(The problem):
Below are some records; state how many of their lines contain the word "additional", and add nothing.

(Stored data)
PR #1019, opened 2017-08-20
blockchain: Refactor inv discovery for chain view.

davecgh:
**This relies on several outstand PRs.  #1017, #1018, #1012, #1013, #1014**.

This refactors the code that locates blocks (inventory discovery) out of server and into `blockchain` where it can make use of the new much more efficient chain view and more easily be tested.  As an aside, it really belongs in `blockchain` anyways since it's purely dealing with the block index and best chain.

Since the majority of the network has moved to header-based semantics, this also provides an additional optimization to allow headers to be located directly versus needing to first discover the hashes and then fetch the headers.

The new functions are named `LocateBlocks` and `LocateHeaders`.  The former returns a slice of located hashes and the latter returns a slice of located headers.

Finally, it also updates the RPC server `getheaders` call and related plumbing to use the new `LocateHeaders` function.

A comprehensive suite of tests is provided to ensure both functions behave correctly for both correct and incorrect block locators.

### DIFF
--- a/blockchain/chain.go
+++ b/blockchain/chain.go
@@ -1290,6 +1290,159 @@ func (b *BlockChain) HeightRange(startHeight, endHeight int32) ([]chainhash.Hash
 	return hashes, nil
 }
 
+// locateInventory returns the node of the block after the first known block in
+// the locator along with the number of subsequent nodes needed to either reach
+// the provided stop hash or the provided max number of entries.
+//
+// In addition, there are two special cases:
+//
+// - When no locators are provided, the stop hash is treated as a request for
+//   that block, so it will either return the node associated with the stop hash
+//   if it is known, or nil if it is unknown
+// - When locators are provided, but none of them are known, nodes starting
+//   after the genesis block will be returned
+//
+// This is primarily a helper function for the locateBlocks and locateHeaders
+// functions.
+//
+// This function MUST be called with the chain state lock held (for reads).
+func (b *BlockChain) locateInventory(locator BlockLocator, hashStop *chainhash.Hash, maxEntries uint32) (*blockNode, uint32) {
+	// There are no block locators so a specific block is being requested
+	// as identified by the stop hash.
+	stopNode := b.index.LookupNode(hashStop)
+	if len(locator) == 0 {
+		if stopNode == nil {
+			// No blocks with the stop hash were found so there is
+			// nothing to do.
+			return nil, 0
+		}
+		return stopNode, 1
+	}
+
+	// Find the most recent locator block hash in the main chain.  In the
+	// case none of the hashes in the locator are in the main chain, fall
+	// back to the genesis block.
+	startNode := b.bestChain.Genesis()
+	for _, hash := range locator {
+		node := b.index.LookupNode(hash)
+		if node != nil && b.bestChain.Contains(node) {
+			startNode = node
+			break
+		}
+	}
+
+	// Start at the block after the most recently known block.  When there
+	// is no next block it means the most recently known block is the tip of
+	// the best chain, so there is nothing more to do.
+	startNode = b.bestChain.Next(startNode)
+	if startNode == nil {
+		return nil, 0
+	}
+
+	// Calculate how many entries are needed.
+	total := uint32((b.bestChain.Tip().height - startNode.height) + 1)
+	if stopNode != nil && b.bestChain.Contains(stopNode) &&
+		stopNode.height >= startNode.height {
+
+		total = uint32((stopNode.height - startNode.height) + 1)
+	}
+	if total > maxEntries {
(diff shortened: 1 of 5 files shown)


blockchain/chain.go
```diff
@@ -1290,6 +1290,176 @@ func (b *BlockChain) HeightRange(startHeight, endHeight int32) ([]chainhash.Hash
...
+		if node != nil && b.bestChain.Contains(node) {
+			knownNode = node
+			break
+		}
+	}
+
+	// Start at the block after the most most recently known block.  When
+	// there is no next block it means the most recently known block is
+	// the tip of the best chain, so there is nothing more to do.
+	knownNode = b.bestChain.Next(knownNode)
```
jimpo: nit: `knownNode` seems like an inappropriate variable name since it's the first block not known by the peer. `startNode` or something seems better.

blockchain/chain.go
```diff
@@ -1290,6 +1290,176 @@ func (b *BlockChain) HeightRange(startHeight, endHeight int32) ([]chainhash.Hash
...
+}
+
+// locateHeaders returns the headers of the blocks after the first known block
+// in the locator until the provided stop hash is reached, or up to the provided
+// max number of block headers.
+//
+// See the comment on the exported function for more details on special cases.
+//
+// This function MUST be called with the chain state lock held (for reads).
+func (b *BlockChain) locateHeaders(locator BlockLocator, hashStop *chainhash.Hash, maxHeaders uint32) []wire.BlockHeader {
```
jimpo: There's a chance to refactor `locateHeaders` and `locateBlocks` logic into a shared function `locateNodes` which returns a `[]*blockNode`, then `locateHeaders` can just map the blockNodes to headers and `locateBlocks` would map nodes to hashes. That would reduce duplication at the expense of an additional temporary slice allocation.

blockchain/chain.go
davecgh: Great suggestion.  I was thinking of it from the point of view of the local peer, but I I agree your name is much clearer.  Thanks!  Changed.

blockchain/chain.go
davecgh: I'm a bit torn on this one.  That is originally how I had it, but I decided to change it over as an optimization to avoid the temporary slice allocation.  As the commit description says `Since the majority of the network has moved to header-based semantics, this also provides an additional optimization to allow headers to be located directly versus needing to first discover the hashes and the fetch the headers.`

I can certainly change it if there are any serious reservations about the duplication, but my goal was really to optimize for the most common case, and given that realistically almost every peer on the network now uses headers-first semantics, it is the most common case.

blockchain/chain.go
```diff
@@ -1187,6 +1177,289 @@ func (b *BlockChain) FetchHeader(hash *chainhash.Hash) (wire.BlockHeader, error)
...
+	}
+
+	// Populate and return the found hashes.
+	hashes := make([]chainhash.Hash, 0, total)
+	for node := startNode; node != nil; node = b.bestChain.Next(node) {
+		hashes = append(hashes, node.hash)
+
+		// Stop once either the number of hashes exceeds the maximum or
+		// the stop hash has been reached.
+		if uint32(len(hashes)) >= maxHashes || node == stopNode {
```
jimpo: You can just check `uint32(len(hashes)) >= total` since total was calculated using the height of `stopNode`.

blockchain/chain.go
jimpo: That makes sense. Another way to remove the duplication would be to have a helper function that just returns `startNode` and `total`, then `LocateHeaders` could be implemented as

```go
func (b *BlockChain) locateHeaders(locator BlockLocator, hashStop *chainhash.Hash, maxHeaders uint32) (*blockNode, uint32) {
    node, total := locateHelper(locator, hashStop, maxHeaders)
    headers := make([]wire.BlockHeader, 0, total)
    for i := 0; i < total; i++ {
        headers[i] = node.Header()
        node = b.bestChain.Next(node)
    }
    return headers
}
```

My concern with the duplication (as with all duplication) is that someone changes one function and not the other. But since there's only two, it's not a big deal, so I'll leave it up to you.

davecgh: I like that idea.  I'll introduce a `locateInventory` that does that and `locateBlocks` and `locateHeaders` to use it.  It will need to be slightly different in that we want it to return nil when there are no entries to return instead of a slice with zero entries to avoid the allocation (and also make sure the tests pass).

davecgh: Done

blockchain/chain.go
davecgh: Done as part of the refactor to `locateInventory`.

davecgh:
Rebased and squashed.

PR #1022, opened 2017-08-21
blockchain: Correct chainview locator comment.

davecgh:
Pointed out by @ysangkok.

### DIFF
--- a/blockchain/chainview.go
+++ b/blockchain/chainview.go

(Solution to the problem):
3